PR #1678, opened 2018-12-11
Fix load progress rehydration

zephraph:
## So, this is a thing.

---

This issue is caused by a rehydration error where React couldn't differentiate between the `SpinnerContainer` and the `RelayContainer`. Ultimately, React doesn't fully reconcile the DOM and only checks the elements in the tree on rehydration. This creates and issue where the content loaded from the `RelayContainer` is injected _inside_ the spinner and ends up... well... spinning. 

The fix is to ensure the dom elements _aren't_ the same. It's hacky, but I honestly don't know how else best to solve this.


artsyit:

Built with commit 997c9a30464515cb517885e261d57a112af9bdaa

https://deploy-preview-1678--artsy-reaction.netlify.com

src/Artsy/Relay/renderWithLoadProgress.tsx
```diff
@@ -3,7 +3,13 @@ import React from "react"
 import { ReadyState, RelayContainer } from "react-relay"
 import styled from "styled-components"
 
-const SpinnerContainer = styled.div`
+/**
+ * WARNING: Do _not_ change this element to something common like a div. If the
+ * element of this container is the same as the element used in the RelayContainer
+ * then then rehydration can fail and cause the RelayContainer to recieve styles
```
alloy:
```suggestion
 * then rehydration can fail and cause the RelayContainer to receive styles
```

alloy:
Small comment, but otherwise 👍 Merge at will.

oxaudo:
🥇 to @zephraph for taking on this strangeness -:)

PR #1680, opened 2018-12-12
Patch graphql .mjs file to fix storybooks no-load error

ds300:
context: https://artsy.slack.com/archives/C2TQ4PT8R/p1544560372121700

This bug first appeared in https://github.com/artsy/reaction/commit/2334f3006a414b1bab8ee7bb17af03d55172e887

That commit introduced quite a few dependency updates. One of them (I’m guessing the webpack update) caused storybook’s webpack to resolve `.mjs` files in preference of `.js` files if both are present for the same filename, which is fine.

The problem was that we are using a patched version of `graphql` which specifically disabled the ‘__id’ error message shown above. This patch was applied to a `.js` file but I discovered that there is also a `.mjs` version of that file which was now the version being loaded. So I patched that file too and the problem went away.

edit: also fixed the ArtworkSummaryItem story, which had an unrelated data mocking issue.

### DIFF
==================================================
> [Required action] Tally up how many lines in the preceding listing contain the word "then". Give nothing but the number.

> [Solved exercise] 2